Configure the DHCP server and internet gateway

Create a new DHCP server with the subnet from which you would like to assign IPs for this VXLAN. You should specify:

• The subnet itself (in this case, 192.168.5.0/24) and the range of IPs that should be used for assignment (in this case, 192.168.5.2 through 192.168.5.255)
• A router (in this case, we can use 192.168.5.1; this will be assigned to the correct port later
• A DNS server (in this case, we can use the primary DNS for the EdgeRouter: 192.168.1.1)

Attach this DHCP server to the correct interface and VLAN

Tie traffic from the VXLAN network to the router / DHCP server defined in the previous step. You should specify:

• Interface on the router to which a Leaf switch is connected (in this case, eth7)
• VLAN carrying traffic for the VXLAN network that will be tied to this DHCP server / gateway (in this case, VLAN 100, which corresponds to our VXLAN VNI 200)
• IP address for the router (192.168.5.1/24, as defined above)

Ensure routing is in place

With EdgeRouter, this step is handled automatically given the previous step. However, with other routing devices, you may have to ensure that static routing is enabled in such a way that destinations in the configured subnet are sent to this VXLAN network.

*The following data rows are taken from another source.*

PR #333, opened 2020-08-20
Locking arbiter with implicit unlock

Songchun-Li:
This is a new locking arbiter based on fixed priority arbiter for BP Stream Protocol, and has following features:
1. The channel is locked when a request is granted and the corresponding lock input signal is high.
2. Lock output signal keeps high when it is locked, even if no new request on the locked channel is granted.
3. The locked channel will be unlock when a request on the locked channel is granted and the lock input signal is low.

The module is tested with a trace-replay based test-bench.

BTW, I think it is a good idea to rename this new arbiter and the original locking arbiter, like 
bsg_locking_arb_fixed              --> bsg_arb_fixed_unlock
bsg_locking_arb_fixed_new.    --> bsg_arb_fixed_lock


dpetrisko:
>The locked channel will be unlock when a request on the locked channel is granted and the lock input signal is low.
I'm not sure if we want to require granting on low as the unlock condition. It may be better to simply unlock if lock goes low. This would allow a transaction to abort

dpetrisko:
>BTW, I think it is a good idea to rename this new arbiter and the original locking arbiter, like
>bsg_locking_arb_fixed --> bsg_arb_fixed_unlock
>bsg_locking_arb_fixed_new. --> bsg_arb_fixed_lock

@stdavids What about combining these three variants into bsg_arb_fixed, similar to the other arbiters in basejump having multiple operating modes? So we would parameterize on unlock_type_p = none, implicit, explicit where the interface is:
- "None" has lock disconnected
- "Implicit" has a lock signal per input lock the arb when granted, and unlock when that lock lowers
- "Explict" automatically locks on grant and has a single lock signal unlock the bus

```
  ( input   clk_i
  , input   reset_i

  , input        [num_locks_p-1:0] switch_lock_i
  , input        [inputs_p-1:0] reqs_i
  , output logic [inputs_p-1:0] grants_o

  , input   ready_i
  , output logic lock_o
  );  
```

Songchun-Li:
The unlock logic is changed to unlock when the lock_i at the locked channel is low. 

Besides, the lock_o signal is updated. Now, it passes the lock_i signal on the granted channel when it is unlocked, also the one on the locked channel when it is locked at the same cycle.

The test trace is also updated and the arbiter passed the test.

Songchun-Li:
The new locking arbiter is now able to work at either implicit or explicit operating mode, but I am not sure whether it is a good idea to include a none operating mode, since it will just instantiate a bsg_arb_fixed and kind of overlaps with the original module

Songchun-Li:
The test trace for explicit mode is added. And the tests can be ran by 
```
make sim MODE=implicit
make sim MODE=explicit
```

bsg_misc/bsg_locking_arb_fixed_new.v
```diff
@@ -0,0 +1,72 @@
...
+        ,.sel_one_hot_i(grants_o)
+        ,.data_o(lock_selected_lo)
+        );
+      // The lock_i can be passed to lock_o at the same cycle
+      assign lock_o = (is_locked) ? lock_onlocked_lo : lock_selected_lo;
+    end
+  else  // Explicit operating mode
+    begin
+      assign unlock = switch_lock_i;
+      assign lock_o = 1'b0;
```
dpetrisko, line 50: Shouldn't this be high during a transaction (&req_mask_r)?

bsg_misc/bsg_locking_arb_fixed_new.v
```diff
@@ -0,0 +1,72 @@
...
+  );  
+
+  wire [inputs_p-1:0] not_req_mask_r, req_mask_r;
+  wire unlock;  
+  
+  if (unlock_type_p == 0) // Implicit operating mode
+    begin
+      wire is_locked = |not_req_mask_r;
+      wire lock_onlocked_lo, lock_selected_lo;
+      bsg_mux_one_hot #(.width_p(1) ,.els_p(inputs_p) )
```
dpetrisko, line 29: Aren't these muxes just bitwise ands?

bsg_misc/bsg_locking_arb_fixed_new.v
```diff
@@ -0,0 +1,72 @@
...
+      // The lock_i can be passed to lock_o at the same cycle
+      assign lock_o = (is_locked) ? lock_onlocked_lo : lock_selected_lo;
+    end
+  else  // Explicit operating mode
+    begin
+      assign unlock = switch_lock_i;
+      assign lock_o = 1'b0;
+    end
+
+  bsg_dff_reset_en #( .width_p(inputs_p) )
```
dpetrisko, line 53: Can you write a comment on the operation here? (an ASCII diagram would help).  The ~not_req_mask is a little mind-bending

bsg_misc/bsg_locking_arb_fixed_new.v
```diff
@@ -0,0 +1,72 @@
+// unlock_type_p = implicit / explicit
+// 0 implicit: lock when lock and req is granted. unlock when ~lock
+// 1 explicit: automatically locks on grant and has a single lock signal high
+
+module bsg_locking_arb_fixed_new #( parameter inputs_p="inv"
```
dpetrisko, line 5: You can just name bsg_locking_arb_fixed and replace the old one

bsg_misc/bsg_locking_arb_fixed_new.v
```diff
@@ -0,0 +1,72 @@
...
+      assign lock_o = (is_locked) ? lock_onlocked_lo : lock_selected_lo;
+    end
+  else  // Explicit operating mode
+    begin
+      assign unlock = switch_lock_i;
+      assign lock_o = 1'b0;
+    end
+
+  bsg_dff_reset_en #( .width_p(inputs_p) )
+    req_words_reg
```
dpetrisko, line 54: Does this have a bubble between consecutive, different channel transaction?

Songchun-Li: Currently, it is unlocked at the next cycle after receiving low lock_i from the locked channel, but there is no bubble between consecutive, different channel transactions, because we implemented the bp_stream with lock_o low for the last packet. In this way, the arbiter is unlocked when the consecutive, different channel request arrives, and no bubble is presented.

bsg_misc/bsg_locking_arb_fixed_new.v
Songchun-Li: Yep, the diagram with a 4-bit example is added. The not_req_mask_r is a little mind-bending, but that was what it used to be in the locking_arb, so I just fit the new operating mode in it.

bsg_misc/bsg_locking_arb_fixed_new.v
Songchun-Li: Set it to zero because there was no lock_o for the original explicit mode. Fixed in the new commit

Songchun-Li:
It has been updated and ready for review

bsg_misc/bsg_locking_arb_fixed.v
```diff
@@ -1,24 +1,64 @@
...
   );  
 
   wire [inputs_p-1:0] not_req_mask_r, req_mask_r;
+  wire unlock;  
+  
+  if (unlock_type_p == 0) // Implicit operating mode
+    begin
+      wire is_locked = |not_req_mask_r;
+      wire lock_onlocked_lo, lock_selected_lo;
+      assign lock_onlocked_lo = |(switch_lock_i & req_mask_r);
```
dpetrisko, line 29: minor: wire lock_onlocked_lo =

dpetrisko (approved):

dpetrisko:
Closing after offline discussion where original arbiter is sufficient

PR #334, opened 2020-08-29
Fixing saturation of read and write counters in DRAM controller

farzamgl:
If these counters that are used to enforce the minimum timing delays of the DRAM model overflow, it can add additional delays between issued DRAM operations.


drichmond:
I can merge, but this isn't my area of expertise. I'm guessing Chun is pretty busy right now, so is there anyone else who can approve?

farzamgl:
It's not urgent, so we can merge whenever it's reviewed.

hema0730 (approved):
Great catch! Typo introduced by copy paste.

PR #338, opened 2020-09-18
Update noc testbench filelist

gaozihou:
Resolve undefined macro problem in testbenches, so that they can run without error.
Keep filelists up-to-date.


dpetrisko (approved):
LGTM!

PR #342, opened 2020-09-30
Prevent erroring on trace-replay nop

dpetrisko:
Missing case statement leads to ```### bsg_trace_replay UNKNOWN op 0 (testbench.trace_replay)``` for nops and terminates the simulation.  Credit to @gaozihou for the debug!


taylor-bsg (commented):
So basically we had no nops in any of our traces, hence why this bug was never exposed?

tommydcjung:
I think some testbenches that use nop still use bsg_nonsynth_fsb_node_trace_replay, which didn't have this problem.

taylor-bsg (approved):

Issue #341, opened 2020-09-28
[bsg_idiv_iterative] might be unnecessary buffer.


tommydcjung:
https://github.com/bespoke-silicon-group/basejump_stl/blob/5ac2a5fd51b3369745f4aab5f7dc13cc3484495d/bsg_misc/bsg_idiv_iterative.v#L138

taylor-bsg:
I agree -- the bsg_buf and bsg_buf_ctrl's can be removed from this module.
These are inherited from days when CAD tools didn't work that well. Perhaps
that will result in some area savings in BP and the manycore?

M

taylor-bsg:
see also https://github.com/bespoke-silicon-group/basejump_stl/issues/193

taylor-bsg:
https://github.com/bespoke-silicon-group/basejump_stl/pull/343

Issue #193, opened 2019-11-22
clean up bsg_idiv


taylor-bsg:
https://github.com/bespoke-silicon-group/basejump_stl/blob/91c5ab0e37ce868bb71a0616298cc1c70733c668/bsg_misc/bsg_idiv_iterative.v#L46

clean up the module to remove buffering of datapath signals, and structural instantiation of single-bit control registers.

dpetrisko:
> structural instantiation of single-bit control registers.

What's the style guide ruling on this? Control registers in sequential logic blocks, structural datapath?

taylor-bsg:
Open to suggestions, I think the style guide ruling is basically that you
should have a schematic for your hardware and that the relationship between
between the schematic and your code should be clear.  We don’t have any
specific requirement that you structurally instantiate anything instead of
writing RTL, but hierarchy should exist around logic that needs to be
placed in a particular place, or on datapath blocks where critical paths
are likely to approach or exceed 30 FO4. Async reset flops should be
instantiated structurally. (Hoping that I am not regretting this relaxing
of the rules.)

PR #343, opened 2020-09-30
[bsg_idiv_iterative] remove unnecessary buffer

tommydcjung:


tommydcjung:
https://github.com/bespoke-silicon-group/basejump_stl/issues/341

taylor-bsg:
See also https://github.com/bespoke-silicon-group/basejump_stl/issues/193

bsg_misc/bsg_idiv_iterative.v
```diff
@@ -134,46 +134,35 @@ module bsg_idiv_iterative #(parameter width_p=32)
    //   assign add_in1 = (opB ^ {width_p+1{opB_inv}}) & {width_p+1{opB_clr_l}};
```
taylor-bsg, line 134: This code is for the case where we are bit-stacking the divide unit which is probably not the comment case. Maybe add a bitstack_p parameter, default 0, and then we can make the default these two assign statements and comment out the bit-stack version so that we don't have to worry about unnecessary hierarchy introducing extra gates?

tommydcjung: I see, but what's the reason to keep the bit-stack version?

taylor-bsg (approved):

bsg_misc/bsg_idiv_iterative.v
taylor-bsg: If we had a design that needed ultra dense dividers i suppose...

PR #350, opened 2020-10-27
PISO Break Unnecessary Constraint on v_i and data_i

gaozihou:
Current design requires that when v_i==1, value of data_i must hold until ready_and_o==1. This requirement may not always be fulfilled when attached to other BaseJump modules.

Updated design breaks the constraint by moving "extra buffering" from first word to last word, therefore data_i always enqueue into PISO within one cycle.


dpetrisko (approved):

hema0730 (approved):
LGTM!

PR #351, opened 2020-11-06
Remove inside in generate if

dalance:
In LRM, `generate if` takes `constant_expression`, but `inside` is `expression`.
So `inside` can't be used in `generate if`.

> LRM A.4.2
> if_generate_construct ::=
if ( constant_expression ) generate_block [ else generate_block ]

### DIFF
--- a/bsg_test/bsg_nonsynth_dpi_from_fifo.v
+++ b/bsg_test/bsg_nonsynth_dpi_from_fifo.v
@@ -67,7 +67,7 @@ module bsg_nonsynth_dpi_from_fifo
    bit    rx_r = 0;
    
    // Check if width_p is a ctype width. call $fatal, if not.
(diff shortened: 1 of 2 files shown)


taylor-bsg:
Thanks! We will take a look.

dpetrisko:
@dalance Out of curiosity, do you know of a tool for which this usage is unsupported?

dalance:
@dpetrisko This issue  was detected at [sv-tests](https://github.com/SymbiFlow/sv-tests).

In this example, you would ensure that destinations on the 192.168.5.0/24 subnet are forwarded to interface 7, VLAN 100 (corresponding to VXLAN VNI 200).

Enable DNS forwarding

Tie the DNS server to the interface (in this case, 7) and VLAN (in this case, 100) corresponding to our VXLAN network:

How to test this network

At this point, the server should retrieve an IP from the EdgeRouter Infinity over the VXLAN overlay. You can use standard tools like ifconfig (Linux) or ipconfig (Windows) to check that IPs have been assigned on both Server 1 and Server 2. Both servers should also be able to access the internet using standard browsers, and ping each other.